*** Task material Section Begins ***

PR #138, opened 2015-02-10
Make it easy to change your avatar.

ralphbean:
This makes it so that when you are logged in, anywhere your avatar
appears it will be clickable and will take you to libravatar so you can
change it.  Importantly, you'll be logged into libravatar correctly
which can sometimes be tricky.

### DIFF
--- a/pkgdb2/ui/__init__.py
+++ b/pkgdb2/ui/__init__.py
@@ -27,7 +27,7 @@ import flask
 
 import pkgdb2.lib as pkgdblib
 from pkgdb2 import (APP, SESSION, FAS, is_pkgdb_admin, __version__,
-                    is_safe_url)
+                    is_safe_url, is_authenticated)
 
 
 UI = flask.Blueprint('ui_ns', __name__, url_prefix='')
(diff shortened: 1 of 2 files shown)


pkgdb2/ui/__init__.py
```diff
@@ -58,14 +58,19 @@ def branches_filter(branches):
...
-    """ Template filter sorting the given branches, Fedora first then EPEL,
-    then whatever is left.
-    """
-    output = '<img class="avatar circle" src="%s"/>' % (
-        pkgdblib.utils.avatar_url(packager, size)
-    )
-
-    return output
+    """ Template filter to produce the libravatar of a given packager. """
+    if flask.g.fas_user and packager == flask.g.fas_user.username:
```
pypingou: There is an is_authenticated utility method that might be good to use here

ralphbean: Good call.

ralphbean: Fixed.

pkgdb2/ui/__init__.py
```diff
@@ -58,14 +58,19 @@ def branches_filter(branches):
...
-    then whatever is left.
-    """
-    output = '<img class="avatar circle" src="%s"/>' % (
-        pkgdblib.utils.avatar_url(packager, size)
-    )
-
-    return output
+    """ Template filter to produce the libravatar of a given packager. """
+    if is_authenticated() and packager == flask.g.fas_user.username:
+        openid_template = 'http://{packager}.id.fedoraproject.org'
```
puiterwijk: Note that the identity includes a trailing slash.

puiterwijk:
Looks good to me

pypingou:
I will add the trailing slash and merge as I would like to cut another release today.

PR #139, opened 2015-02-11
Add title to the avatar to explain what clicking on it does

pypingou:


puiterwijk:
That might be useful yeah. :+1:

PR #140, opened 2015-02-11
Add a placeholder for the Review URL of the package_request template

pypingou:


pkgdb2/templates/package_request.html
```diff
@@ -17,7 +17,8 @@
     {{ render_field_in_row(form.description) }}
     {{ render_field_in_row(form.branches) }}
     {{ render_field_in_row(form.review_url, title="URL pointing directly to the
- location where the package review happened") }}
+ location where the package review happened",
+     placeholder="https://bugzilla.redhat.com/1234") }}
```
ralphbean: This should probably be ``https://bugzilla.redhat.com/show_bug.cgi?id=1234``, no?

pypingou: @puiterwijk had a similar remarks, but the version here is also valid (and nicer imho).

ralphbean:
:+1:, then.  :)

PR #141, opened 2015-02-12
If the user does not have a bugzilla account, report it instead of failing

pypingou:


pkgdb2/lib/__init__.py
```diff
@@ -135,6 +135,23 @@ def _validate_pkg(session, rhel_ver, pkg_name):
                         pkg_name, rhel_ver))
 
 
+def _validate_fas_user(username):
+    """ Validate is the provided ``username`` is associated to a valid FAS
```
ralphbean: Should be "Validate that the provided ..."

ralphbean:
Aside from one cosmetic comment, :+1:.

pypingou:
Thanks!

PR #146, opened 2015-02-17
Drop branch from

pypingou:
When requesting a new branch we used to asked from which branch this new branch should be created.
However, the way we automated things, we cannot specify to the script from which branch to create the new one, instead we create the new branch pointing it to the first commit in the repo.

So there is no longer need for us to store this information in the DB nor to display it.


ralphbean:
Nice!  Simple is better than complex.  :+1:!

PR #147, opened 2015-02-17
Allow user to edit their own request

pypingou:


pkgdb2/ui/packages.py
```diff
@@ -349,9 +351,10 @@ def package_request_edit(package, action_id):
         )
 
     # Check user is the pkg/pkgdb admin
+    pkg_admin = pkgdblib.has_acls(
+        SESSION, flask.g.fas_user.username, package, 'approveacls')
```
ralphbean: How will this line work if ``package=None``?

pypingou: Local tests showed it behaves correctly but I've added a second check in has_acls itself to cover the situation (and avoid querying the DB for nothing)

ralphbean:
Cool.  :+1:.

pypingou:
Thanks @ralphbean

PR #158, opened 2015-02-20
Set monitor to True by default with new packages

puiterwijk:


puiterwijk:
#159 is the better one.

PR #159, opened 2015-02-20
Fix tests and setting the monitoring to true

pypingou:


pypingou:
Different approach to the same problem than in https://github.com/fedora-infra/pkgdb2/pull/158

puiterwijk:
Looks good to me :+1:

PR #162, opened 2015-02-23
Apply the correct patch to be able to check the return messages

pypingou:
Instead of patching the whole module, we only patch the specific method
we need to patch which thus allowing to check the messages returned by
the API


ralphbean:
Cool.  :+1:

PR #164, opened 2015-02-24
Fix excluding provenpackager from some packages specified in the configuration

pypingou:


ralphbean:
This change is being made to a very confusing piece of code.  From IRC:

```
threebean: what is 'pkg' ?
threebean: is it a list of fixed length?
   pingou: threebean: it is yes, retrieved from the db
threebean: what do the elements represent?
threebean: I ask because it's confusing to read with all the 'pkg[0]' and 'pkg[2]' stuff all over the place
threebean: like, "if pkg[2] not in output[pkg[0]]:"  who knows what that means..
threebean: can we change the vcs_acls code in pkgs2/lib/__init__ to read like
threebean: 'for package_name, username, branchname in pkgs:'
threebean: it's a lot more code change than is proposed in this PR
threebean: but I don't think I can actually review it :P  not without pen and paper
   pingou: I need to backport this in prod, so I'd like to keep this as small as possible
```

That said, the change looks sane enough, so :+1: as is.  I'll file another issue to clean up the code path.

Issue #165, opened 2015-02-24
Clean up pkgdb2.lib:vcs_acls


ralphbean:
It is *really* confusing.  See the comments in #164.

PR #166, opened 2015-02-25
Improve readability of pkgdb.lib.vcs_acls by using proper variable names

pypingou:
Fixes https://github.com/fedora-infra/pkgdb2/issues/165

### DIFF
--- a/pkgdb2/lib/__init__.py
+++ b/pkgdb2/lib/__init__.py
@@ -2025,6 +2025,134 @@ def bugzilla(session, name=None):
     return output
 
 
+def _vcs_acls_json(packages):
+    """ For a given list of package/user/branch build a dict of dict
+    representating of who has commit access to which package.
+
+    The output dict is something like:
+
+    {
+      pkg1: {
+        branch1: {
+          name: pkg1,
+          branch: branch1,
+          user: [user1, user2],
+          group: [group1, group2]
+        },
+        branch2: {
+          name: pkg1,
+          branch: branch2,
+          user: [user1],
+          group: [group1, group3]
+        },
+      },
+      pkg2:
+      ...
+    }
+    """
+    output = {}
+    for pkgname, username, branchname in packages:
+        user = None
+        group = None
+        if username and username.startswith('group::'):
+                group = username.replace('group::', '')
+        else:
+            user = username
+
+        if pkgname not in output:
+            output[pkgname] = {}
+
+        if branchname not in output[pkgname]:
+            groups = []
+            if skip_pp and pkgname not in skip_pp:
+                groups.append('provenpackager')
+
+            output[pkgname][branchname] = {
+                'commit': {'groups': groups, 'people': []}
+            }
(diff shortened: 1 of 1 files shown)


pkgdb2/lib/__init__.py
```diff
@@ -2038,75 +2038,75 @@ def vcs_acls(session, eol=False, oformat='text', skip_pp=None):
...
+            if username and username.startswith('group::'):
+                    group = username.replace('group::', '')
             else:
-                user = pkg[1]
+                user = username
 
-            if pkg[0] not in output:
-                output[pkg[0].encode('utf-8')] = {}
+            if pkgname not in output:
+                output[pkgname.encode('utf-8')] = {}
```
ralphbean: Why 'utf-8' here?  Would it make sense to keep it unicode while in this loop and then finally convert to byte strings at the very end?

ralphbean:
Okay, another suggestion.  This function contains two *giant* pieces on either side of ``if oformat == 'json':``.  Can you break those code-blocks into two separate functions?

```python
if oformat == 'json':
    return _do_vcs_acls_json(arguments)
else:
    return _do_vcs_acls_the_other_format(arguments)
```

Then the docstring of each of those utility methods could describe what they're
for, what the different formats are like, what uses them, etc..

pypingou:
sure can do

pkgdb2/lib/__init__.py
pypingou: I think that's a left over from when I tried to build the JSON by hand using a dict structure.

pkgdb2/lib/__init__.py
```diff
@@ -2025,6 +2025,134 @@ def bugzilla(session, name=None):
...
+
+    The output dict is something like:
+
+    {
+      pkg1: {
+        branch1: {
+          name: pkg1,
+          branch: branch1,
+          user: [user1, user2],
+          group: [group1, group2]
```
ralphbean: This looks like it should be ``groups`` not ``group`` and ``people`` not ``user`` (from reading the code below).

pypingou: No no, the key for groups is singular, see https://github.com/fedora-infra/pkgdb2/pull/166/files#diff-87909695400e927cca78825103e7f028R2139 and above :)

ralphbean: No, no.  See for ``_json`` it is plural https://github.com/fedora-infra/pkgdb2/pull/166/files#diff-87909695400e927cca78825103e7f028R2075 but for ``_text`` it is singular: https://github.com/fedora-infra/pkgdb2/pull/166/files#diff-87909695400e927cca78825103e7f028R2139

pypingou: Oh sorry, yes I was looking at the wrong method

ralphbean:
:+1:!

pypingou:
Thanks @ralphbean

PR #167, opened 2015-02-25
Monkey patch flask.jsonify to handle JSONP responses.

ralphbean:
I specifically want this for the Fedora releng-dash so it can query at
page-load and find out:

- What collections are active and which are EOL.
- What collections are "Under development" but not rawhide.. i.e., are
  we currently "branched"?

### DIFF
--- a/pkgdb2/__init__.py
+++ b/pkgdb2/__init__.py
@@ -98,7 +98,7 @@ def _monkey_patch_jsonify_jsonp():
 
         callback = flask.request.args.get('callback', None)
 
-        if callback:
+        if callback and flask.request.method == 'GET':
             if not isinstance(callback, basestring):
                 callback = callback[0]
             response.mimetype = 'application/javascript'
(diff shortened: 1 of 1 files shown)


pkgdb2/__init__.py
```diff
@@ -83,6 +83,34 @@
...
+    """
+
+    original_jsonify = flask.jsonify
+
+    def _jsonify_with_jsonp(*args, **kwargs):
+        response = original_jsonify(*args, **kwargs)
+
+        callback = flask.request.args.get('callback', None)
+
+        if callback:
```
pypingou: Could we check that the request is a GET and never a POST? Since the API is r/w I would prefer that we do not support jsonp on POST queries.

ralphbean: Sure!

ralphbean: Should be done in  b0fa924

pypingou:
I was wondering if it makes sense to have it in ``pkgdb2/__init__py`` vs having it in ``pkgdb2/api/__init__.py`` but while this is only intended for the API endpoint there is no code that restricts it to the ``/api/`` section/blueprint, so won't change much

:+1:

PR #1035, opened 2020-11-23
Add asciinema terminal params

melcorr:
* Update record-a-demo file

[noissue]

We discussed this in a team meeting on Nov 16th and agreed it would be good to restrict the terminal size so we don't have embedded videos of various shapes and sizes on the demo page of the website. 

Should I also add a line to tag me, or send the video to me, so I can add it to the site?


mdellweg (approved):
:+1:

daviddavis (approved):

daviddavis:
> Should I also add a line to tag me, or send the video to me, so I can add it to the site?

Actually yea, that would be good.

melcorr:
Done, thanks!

*** Task material Section Ends ***

▸ **Exercise requirements**: The output should be exactly the lines above from the line containing "into libravatar correctly" to the line containing "import pkgdb2.lib as pkgdblib", inclusive, with no other lines.

▸ **Task answer**:
change it.  Importantly, you'll be logged into libravatar correctly
which can sometimes be tricky.

### DIFF
--- a/pkgdb2/ui/__init__.py
+++ b/pkgdb2/ui/__init__.py
@@ -27,7 +27,7 @@ import flask
 
 import pkgdb2.lib as pkgdblib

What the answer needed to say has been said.